Small-/medium-sized rivers are more likely to suffer PRD than large rivers, which becomes important as the global warming-induced inundation risks rise and terrestrial sediment sequestration increases. Based on some in situ measurements, numerical experiments were designed to study the lateral flow response to PRD in the ORE. The transient PRD alters the stratification and salinity structure, and changes the Transect I more than Transect II. The lateral flow structure varies significantly over an ebb–flood tidal cycle, and PRD generally makes lateral flow weaker, which has also been reported by Chant et al. [35] in the observation of lateral flow during flooding season and dry season. The extra longitudinal momentum can rebuild the longitudinal flow and impact the lateral flow by lateral advection (−uv_x) and the lateral Coriolis term (−fu) (both are longitudinal flow-related terms). Moreover, the extra buoyancy changes the lateral-baroclinic-pressure-gradient terms from the low-discharge condition. As a result, the longitudinal flow-related term, lateral-barotropic-pressure-gradient and lateral-baroclinic-pressure-gradient are the three most significant terms affected by the PRD effects on lateral flow. In previous studies [25,26,27,28,29,30,31], the lateral Coriolis term and lateral-baroclinic-pressure-gradient term are also found to play essential roles in lateral flow.

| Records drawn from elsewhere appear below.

PR #7363, opened 2022-01-10
PHP 8.1: Report missing typehints in overridden native methods

### LINKED ISSUE #7362: Missing mixed return typehint is not detected by psalm
See https://psalm.dev/r/96c9d21f43, this causes a fatal error on PHP 8.0+:

```
PHP Fatal error:  Declaration of b::json() must be compatible with a::json(): mixed in php shell code on line 8
```

danog:
Allows detection of ReturnTypeWIllChange warnings, also fixes #7362

### DIFF
--- a/src/Psalm/Internal/Analyzer/MethodComparator.php
+++ b/src/Psalm/Internal/Analyzer/MethodComparator.php
@@ -124,7 +124,9 @@ class MethodComparator
             && !$implementer_method_storage->signature_return_type
             && !array_filter(
                 $implementer_method_storage->attributes,
-                fn (AttributeStorage $s) => $s->fq_class_name === 'ReturnTypeWillChange'
+                function (AttributeStorage $s) {
+                    return $s->fq_class_name === 'ReturnTypeWillChange';
+                }
             )
         ) {
             IssueBuffer::maybeAdd(
--- a/src/Psalm/Internal/Analyzer/MethodComparator.php
+++ b/src/Psalm/Internal/Analyzer/MethodComparator.php
@@ -118,6 +118,7 @@ class MethodComparator
 
         if (!$guide_classlike_storage->user_defined
             && $implementer_classlike_storage->user_defined
+            && $codebase->analysis_php_version_id >= 80100
             && ($guide_method_storage->return_type
                 || $guide_method_storage->signature_return_type
             )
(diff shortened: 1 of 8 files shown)


weirdan:
@danog, is there any reason not to add this to 4.x line?

danog:
Not really, no, I just wanted to switch directly to psalm v5 :D

danog:
Hmm, that's weird, I rebased on top of 4.x...

orklah:
There must have been something wrong. isEmpty was only removed in master

danog:
All fixed!

src/Psalm/Internal/Analyzer/MethodComparator.php
```diff
@@ -113,6 +115,29 @@ public static function compare(
             );
         }
 
+        if (!$guide_classlike_storage->user_defined
+            && $implementer_classlike_storage->user_defined
+            && $codebase->analysis_php_version_id >= 80100
```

We find that the flow rebounds to a quasi-steady state more quickly than the salinity. The recovery time of salinity is positively correlated with the peak discharge and shortens downstream, indicating that the PRD impacts on the saltwater front more. The recovery time of longitudinal flow is close to the PRD duration and essentially shortens from Transect I to Transect II. In general, the longitudinal flow is recovered more quickly than the lateral flow after PRD, as the latter depends more on the salinity recovery. The lateral flow recovery time depends on the transect width, the subtidal lateral flow amplitude, and the variation caused by PRD. This scaling of recovery time may be applicable to other river estuaries.

The role of PRD in estuarine dynamics, especially lateral flow, has been examined in this study. Due to the lack of complete observations of transect lateral flow during neap tide, in this study, we focused only on spring tides. The model results show that the patterns of the lateral flow during neap tides are similar to those during spring tides. In addition, the lateral flow recovery time to PRD is slightly longer than that during spring tide. The morphological evolution of small-/medium-sized river estuaries due to extreme weather conditions is not yet sufficiently understood. Therefore, the impact of the PRD on sediment transport will also be explored in future.